To investigate issues, start by referring to your logging directory. Each Snakemake rule submitted to HTCondor will log a corresponding HTCondor job ID in the Snakemake standard out/error. You can use this job ID to check the standard out, standard error, and HTCondor job log for that specific rule. In some cases the error will indicate a user-solvable issue, e.g. “input file not found” might point to a typo in some part of your workflow. In other cases, errors might be solved by retrying the workflow, which causes Snakemake to pick up where it left off.
If your workflow gets stuck on the same error after multiple consecutive retries and prevents your workflow from completing, this indicates some user/developer intervention is likely required. If you choose to open a github issue, please include a description of the error(s) and what troubleshooting steps you’ve already taken.

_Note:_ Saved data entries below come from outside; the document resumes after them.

PR #5869, opened 2026-08-13
Clarify public APIs and consolidate preset ownership

### LINKED ISSUE #5847: Clarify public APIs and consolidate preset ownership
## Why

`src/health_summarize/__init__.py:393` exports fourteen underscore-prefixed helpers in `__all__`.
Configuration still has confusing parallel public names, and `src/trend_analysis/presets.py:336`
and `signal_presets.py:98` expose separate preset registries used by both CLIs. These are current
ownership/public-surface ambiguities; they should receive explicit dispositions before Phase 6
deletes compatibility exports.

## Scope

Reduce `health_summarize` to demonstrated public symbols, resolve config DTO naming after a caller
inventory, and establish one preset hierarchy/resolver for CLI and UI consumers.

## Non-Goals

Do not merge semantically distinct full-config and signal-only preset payloads without preserving
their type contracts. Do not add compatibility aliases for external users. Scaffold-only completion
does not count: renaming classes or registries while both public sources remain authoritative fails
this issue.

## Tasks

- [ ] Inventory callers of `health_summarize.__all__`, retain only demonstrated public symbols such as `Args`, `build_signature_hash`, and `main`, and move tests to public behavior.
- [ ] Inventory qualified callers of the two `DataSettings` classes and `trend.config_schema.ValidationError`; rename only where it reduces ambiguity, migrating all current callers directly.
- [ ] Define one preset hierarchy/resolver shared by `trend.cli`, `trend_analysis.cli` during migration, and Streamlit; make full-config versus signal-only payloads explicit types rather than parallel authoritative name maps.
- [ ] Retarget preset/config/public-import tests and remove superseded exports/registries.

## Acceptance Criteria

- [ ] `python -m pytest tests/test_health_summarize_module.py tests/test_config_schema.py tests/test_trend_analysis_presets.py tests/test_signal_presets.py tests/app/test_preset_vocabulary.py -q` passes.
- [ ] Every symbol in `health_summarize.__all__` is non-private and covered by a public-behavior test.
- [ ] CLI and Streamlit resolve the same preset name to the same explicit signal/full-config components.
- [ ] Deliberate-break gate: temporarily change the `balanced` signal preset in `signal_presets.py` without changing the canonical resolver; the named CLI/UI parity test must fail, then revert the edit.

## Implementation Notes

This is a public-surface decision issue, not proof that similarly named models or preset types are
runtime duplicates.

stranske:
Closes #5847

## Summary
- make the YAML-backed full preset registry the single owner for CLI and Streamlit resolution
- retain a typed signal-only adapter without a second preset map, and make preset-name matching whitespace tolerant
- reduce health_summarize public exports to non-private entry points with public-contract coverage

## Validation
- python -m pytest tests/test_health_summarize_module.py tests/test_config_schema.py tests/test_trend_analysis_presets.py tests/test_signal_presets.py tests/app/test_preset_vocabulary.py tests/app/test_demo_runner_component.py -q (86 passed)
- python -m ruff check src/trend_analysis/presets.py src/trend_analysis/signal_presets.py streamlit_app/components/demo_runner.py src/health_summarize/__init__.py tests/app/test_preset_vocabulary.py tests/app/test_demo_runner_component.py tests/test_health_summarize_module.py
- python -m black --target-version py312 --check on the touched Python files
- git diff --check
- deliberate break: temporarily changed the signal adapter's balanced specification without changing the canonical resolver; tests/app/test_preset_vocabulary.py::test_cli_and_streamlit_share_preset_resolution failed, then passed after restoration.

### DIFF
--- a/pyproject.toml
+++ b/pyproject.toml
@@ -88,6 +88,9 @@ include = [
 # into the package search path when additional roots are added.
 exclude = ["Old*", "retired*", "**/Old*", "**/retired*"]
 
+[tool.setuptools.package-data]
+trend_analysis = ["preset_data/*.yml"]
+
 [project.optional-dependencies]
 app = [
     "streamlit==1.58.0",
--- a/src/health_summarize/__init__.py
+++ b/src/health_summarize/__init__.py
@@ -392,19 +392,6 @@ def main(argv: Sequence[str] | None = None) -> int:
 
 __all__ = [
     "Args",
-    "_branch_row",
-    "_doc_url",
-    "_escape_table",
-    "_extract_contexts",
-    "_format_delta",
-    "_format_require_up_to_date",
-    "_load_json",
-    "_read_bool",
-    "_select_previous_section",
-    "_signature_row",
-    "_snapshot_detail",
-    "_write_json",
-    "_write_summary",
     "build_signature_hash",
     "main",
 ]
--- a/src/trend_analysis/preset_data/aggressive.yml
+++ b/src/trend_analysis/preset_data/aggressive.yml
@@ -1,0 +1,31 @@
+version: "1"
+name: Aggressive
+description: High risk-return profile for performance-oriented users
+lookback_periods: 24
+rebalance_frequency: monthly
+min_track_months: 18
+selection_count: 15
+risk_target: 0.15
+metrics:
+  return_ann: 0.4
+  sharpe_ratio: 0.3
+  max_drawdown: 0.15
+  volatility: 0.15
+signals:
+  window: 42
+  min_periods: 30
+  lag: 1
+  vol_adjust: true
+  vol_target: 0.15
+  zscore: false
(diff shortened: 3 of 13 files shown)


stranske:
Closer recovery pushed in `c26021f8`: canonical preset payloads now deep-copy nested mappings; built wheels include the YAML preset set; malformed/unreadable preset YAML is skipped per file so the Streamlit selector remains usable; and the signal adapter restores its private ordered helpers while deriving values from the canonical registry. Validation: focused preset/demo suite `84 passed`; Ruff, Black, diff check, and wheel-content inspection passed. Full suite was also started locally; its process completed after the focused failures were addressed, but its detached terminal result was not retained by the runner, so CI is the authoritative full-suite confirmation. The exact head is now in the mandatory seven-minute post-push review window.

How To Fix HTCondor Creds Error
If you attempt to run a SPRAS HTCondor workflow and encounter an error containing:
raise CredsError("Credentials not found for this workflow")
it indicates you must upgrade the version of the HTCondor Snakemake executor bundled with your conda environment.
To upgrade, from your activated spras conda environment run:
pip install --force-reinstall git+https://github.com/htcondor/snakemake-executor-plugin-htcondor.git
Subsequently, verify that the git sha of the installed version matches the latest commit sha from the repo:
pip freeze | grep snakemake-executor-plugin-htcondor
This should result in something like:
snakemake-executor-plugin-htcondor @ git+https://github.com/htcondor/snakemake-executor-plugin-htcondor.git@68a345f8b9a281d8188fc33f134190c9f4ef7f27
where the trailing hexadecimal (everything after @) indicates the
commit. You can find the latest upstream commit by visiting the
executor
repository
and inspecting the commit history.
If the preceding steps did not update the installed version, you may
need to delete and rebuild your spras conda environment.